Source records
• • • •
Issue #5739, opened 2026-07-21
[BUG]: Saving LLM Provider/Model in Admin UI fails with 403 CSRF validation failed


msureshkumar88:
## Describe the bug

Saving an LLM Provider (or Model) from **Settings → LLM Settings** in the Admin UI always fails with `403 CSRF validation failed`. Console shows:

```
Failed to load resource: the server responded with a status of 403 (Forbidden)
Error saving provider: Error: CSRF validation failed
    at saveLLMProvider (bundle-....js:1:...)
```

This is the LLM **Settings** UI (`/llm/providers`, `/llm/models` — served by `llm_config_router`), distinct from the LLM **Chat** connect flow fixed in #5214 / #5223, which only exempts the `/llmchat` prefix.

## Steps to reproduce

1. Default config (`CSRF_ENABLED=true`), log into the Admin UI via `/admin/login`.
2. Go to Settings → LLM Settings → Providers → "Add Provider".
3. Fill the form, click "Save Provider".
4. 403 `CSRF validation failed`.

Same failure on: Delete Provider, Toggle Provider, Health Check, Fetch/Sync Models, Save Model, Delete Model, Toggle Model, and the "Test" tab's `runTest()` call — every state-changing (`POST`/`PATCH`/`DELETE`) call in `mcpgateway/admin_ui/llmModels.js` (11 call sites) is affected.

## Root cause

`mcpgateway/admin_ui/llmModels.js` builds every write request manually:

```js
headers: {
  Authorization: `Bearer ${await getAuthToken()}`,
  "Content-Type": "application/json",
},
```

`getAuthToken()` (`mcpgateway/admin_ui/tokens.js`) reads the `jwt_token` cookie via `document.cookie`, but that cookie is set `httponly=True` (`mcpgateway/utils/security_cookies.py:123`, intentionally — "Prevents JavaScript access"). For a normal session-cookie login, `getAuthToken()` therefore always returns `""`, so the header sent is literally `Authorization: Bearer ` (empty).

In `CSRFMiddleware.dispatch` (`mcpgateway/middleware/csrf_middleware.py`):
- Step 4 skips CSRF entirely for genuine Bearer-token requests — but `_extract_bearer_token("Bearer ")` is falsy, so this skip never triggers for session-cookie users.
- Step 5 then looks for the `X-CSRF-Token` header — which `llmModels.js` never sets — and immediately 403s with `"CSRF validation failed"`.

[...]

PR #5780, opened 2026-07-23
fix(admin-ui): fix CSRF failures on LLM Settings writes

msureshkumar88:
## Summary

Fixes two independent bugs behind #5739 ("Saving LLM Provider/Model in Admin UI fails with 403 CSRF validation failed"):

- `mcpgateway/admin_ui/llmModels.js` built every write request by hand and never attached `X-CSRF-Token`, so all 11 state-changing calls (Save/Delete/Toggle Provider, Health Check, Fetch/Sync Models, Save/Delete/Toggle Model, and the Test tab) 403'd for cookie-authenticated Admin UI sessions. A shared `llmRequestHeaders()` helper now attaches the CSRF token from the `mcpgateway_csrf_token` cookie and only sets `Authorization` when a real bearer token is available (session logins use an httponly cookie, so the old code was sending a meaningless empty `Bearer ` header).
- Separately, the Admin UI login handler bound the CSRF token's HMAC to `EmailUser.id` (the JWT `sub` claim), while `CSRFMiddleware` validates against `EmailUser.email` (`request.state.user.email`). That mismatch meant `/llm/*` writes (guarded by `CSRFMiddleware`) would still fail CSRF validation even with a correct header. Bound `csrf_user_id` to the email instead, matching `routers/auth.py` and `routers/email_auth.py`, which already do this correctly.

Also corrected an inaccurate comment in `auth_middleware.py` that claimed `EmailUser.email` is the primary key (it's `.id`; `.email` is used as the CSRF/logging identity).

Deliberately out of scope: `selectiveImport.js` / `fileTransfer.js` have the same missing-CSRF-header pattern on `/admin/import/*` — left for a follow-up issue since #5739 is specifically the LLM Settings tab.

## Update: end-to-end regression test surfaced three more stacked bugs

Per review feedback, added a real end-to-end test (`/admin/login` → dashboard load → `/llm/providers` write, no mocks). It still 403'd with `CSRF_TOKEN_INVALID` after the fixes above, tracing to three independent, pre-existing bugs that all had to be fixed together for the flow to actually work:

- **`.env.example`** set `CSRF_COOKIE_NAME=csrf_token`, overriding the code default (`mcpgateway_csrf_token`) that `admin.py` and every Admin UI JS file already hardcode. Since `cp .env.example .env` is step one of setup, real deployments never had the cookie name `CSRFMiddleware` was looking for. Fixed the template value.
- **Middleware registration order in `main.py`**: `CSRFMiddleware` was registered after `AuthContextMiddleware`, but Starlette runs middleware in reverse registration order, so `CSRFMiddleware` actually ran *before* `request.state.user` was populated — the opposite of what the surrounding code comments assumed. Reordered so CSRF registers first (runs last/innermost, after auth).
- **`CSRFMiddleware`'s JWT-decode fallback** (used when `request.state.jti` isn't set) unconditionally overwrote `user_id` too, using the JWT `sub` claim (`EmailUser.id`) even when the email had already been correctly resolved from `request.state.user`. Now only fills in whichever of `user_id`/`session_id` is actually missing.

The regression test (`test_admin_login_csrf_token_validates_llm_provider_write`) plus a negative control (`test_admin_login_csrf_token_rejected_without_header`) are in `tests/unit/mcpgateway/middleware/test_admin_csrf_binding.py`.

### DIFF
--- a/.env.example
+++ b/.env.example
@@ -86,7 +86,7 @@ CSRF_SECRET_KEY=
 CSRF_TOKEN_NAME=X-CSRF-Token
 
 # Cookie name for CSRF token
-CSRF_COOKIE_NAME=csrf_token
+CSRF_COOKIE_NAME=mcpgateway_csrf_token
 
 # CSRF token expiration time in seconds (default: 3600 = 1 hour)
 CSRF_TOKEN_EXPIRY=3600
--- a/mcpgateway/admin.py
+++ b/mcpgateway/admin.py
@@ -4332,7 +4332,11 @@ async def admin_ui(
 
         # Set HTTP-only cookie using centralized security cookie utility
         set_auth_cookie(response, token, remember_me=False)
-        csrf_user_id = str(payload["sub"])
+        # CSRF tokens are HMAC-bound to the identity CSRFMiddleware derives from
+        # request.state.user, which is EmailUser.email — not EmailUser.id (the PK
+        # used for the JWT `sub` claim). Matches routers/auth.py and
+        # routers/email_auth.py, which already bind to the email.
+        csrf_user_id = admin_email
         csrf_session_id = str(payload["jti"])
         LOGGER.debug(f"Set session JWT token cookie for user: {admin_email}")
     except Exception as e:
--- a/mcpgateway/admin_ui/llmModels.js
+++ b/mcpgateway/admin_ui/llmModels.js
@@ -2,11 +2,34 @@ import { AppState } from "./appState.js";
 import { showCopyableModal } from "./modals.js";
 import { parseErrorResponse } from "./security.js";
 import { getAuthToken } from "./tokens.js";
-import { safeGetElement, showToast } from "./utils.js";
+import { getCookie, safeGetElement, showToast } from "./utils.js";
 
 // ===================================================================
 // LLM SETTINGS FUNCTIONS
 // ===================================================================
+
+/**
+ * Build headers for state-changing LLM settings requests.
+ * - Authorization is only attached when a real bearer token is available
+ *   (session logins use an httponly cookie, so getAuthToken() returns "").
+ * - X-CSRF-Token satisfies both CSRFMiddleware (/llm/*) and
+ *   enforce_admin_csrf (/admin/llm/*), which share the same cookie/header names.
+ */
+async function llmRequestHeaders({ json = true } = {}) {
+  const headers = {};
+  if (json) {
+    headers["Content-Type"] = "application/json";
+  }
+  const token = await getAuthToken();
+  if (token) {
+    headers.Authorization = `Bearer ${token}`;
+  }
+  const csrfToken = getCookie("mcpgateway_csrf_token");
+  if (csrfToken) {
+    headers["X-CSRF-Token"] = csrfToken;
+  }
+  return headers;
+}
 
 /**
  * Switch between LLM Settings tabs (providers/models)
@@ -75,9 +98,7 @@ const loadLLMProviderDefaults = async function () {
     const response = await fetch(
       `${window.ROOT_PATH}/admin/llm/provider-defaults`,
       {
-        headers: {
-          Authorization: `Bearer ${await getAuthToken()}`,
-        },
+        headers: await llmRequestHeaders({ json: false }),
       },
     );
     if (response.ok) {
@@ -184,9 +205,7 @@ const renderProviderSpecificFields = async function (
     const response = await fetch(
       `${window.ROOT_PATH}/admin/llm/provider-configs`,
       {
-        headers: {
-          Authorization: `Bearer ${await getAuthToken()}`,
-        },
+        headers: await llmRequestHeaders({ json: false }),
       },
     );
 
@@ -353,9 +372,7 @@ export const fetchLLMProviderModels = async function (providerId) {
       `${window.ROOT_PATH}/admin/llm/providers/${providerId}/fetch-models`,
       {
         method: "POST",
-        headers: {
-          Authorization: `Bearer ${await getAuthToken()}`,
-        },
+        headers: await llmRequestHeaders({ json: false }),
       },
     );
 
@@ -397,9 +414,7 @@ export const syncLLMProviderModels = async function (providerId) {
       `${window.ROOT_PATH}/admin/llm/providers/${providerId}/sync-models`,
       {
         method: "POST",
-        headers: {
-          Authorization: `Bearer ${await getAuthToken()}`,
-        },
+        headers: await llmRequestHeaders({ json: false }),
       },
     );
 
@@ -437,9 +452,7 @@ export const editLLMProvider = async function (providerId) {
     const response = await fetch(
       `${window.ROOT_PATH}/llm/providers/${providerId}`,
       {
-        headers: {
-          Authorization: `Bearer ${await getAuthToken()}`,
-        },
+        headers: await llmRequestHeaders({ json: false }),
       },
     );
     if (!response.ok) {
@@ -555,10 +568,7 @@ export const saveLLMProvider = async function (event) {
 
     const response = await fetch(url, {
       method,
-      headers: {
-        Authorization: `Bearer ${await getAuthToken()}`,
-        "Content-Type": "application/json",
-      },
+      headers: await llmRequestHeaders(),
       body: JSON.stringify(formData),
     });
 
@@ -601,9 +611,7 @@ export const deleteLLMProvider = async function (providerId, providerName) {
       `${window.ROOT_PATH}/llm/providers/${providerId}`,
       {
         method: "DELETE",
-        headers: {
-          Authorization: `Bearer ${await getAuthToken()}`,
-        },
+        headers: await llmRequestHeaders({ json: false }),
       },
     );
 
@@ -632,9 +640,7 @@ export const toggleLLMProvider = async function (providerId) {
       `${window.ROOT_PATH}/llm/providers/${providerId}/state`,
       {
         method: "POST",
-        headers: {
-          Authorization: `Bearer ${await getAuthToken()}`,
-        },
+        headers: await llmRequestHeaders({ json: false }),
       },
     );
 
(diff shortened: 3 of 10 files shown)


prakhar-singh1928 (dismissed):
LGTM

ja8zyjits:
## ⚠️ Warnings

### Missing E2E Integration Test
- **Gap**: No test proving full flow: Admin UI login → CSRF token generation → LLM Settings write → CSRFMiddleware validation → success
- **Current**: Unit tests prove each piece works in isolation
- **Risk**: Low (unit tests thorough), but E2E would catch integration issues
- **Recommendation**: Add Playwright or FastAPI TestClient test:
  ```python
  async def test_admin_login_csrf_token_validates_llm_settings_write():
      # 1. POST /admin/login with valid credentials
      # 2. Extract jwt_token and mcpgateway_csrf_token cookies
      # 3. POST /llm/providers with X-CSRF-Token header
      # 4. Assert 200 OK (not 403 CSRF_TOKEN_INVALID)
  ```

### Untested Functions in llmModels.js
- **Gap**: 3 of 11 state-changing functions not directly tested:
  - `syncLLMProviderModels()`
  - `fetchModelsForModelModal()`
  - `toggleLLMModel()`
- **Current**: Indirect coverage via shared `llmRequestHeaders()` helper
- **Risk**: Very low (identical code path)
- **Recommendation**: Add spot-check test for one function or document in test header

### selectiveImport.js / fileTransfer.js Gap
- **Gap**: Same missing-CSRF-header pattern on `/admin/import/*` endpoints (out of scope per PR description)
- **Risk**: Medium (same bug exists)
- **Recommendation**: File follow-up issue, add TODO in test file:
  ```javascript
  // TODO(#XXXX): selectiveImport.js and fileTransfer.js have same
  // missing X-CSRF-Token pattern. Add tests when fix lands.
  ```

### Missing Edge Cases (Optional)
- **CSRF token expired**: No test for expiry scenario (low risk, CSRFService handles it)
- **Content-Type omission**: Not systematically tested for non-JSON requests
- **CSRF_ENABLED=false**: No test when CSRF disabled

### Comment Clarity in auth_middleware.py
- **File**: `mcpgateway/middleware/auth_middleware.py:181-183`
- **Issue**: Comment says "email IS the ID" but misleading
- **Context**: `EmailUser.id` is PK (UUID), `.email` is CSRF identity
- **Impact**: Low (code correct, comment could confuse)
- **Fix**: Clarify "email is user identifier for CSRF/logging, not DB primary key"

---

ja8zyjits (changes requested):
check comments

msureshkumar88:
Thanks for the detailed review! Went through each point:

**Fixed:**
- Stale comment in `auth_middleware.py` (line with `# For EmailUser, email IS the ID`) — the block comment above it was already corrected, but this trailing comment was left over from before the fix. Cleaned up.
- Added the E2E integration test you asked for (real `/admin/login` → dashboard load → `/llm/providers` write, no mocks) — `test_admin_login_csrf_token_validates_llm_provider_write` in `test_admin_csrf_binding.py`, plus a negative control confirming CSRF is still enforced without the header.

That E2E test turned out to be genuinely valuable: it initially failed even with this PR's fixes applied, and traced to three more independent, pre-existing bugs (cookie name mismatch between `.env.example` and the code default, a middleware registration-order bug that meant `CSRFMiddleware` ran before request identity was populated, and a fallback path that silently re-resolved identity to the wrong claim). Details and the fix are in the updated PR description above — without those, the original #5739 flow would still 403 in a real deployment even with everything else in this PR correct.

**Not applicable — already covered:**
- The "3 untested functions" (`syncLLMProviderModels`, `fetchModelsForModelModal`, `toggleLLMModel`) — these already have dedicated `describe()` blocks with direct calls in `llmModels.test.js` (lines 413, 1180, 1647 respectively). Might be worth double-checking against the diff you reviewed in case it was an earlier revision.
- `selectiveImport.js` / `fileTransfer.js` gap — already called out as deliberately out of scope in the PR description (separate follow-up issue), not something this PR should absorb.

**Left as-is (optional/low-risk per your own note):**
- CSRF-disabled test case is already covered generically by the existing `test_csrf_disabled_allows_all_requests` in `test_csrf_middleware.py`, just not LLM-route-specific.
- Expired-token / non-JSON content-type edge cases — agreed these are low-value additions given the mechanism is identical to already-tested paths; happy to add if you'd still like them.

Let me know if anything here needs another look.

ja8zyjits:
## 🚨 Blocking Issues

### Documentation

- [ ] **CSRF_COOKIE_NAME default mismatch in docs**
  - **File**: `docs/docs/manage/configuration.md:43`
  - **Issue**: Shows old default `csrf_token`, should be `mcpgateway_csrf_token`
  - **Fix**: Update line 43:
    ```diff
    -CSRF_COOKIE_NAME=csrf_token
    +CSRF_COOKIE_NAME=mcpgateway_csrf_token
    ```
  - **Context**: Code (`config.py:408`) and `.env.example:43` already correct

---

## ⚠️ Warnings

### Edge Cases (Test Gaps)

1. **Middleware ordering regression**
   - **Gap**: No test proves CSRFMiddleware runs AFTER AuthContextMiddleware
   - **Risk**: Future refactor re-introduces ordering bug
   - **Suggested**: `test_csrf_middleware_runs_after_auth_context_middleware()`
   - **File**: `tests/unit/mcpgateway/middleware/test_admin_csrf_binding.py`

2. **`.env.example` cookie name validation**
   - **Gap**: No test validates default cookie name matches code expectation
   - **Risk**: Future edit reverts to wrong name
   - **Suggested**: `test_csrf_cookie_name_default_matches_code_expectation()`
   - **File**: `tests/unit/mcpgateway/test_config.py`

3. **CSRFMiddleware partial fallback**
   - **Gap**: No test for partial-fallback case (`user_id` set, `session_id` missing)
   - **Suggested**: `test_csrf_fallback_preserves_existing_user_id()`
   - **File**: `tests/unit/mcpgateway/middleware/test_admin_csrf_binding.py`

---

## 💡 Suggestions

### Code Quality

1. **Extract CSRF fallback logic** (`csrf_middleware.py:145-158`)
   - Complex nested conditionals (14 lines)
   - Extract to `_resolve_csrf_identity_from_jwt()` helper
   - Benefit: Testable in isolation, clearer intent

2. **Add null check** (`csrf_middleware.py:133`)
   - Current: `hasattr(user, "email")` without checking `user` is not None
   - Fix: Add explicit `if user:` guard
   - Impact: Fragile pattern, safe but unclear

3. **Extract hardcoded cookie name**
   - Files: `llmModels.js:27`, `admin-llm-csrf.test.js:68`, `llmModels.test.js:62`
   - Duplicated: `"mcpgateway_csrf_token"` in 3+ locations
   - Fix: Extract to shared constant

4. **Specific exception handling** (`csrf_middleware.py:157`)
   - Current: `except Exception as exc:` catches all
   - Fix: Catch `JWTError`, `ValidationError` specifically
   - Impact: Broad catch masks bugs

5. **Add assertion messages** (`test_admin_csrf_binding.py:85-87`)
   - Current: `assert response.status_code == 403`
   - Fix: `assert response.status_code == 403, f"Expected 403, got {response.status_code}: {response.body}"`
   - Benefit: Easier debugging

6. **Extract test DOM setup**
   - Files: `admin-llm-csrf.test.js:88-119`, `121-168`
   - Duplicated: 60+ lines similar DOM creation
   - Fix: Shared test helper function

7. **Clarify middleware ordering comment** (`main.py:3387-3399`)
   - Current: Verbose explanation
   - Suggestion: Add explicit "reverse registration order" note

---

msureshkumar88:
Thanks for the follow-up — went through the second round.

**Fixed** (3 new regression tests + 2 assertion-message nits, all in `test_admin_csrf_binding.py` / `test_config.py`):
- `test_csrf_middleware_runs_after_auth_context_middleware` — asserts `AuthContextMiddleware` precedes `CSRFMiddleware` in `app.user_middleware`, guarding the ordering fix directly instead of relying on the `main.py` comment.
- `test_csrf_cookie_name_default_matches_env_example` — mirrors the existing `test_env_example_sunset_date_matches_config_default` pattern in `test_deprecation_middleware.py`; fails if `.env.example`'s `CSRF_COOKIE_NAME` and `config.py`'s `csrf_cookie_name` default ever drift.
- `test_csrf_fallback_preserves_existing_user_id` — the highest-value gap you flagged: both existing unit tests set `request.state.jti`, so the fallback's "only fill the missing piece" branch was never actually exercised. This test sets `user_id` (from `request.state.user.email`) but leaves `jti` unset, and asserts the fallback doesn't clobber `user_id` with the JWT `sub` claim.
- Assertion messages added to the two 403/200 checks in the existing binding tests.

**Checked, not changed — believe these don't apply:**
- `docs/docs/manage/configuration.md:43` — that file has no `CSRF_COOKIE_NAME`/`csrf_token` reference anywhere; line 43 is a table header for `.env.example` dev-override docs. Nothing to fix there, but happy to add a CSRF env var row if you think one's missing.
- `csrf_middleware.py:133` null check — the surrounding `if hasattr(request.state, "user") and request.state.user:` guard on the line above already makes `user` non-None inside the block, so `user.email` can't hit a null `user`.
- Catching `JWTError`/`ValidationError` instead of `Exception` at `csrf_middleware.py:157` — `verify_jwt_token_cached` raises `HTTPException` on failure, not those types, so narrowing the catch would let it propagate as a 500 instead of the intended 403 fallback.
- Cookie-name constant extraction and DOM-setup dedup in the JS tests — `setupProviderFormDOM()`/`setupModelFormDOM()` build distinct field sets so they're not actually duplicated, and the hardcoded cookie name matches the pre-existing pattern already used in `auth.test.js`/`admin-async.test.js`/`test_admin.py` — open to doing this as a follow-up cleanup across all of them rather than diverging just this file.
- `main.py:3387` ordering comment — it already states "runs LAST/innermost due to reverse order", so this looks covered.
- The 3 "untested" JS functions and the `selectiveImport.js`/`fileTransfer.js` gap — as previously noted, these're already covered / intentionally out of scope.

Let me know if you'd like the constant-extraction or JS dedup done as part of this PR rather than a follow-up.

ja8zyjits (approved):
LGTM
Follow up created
• • • •
# Exercise aim:
Count every line of the records that includes "Impact", and give that number with no other words.

# Answer box:
3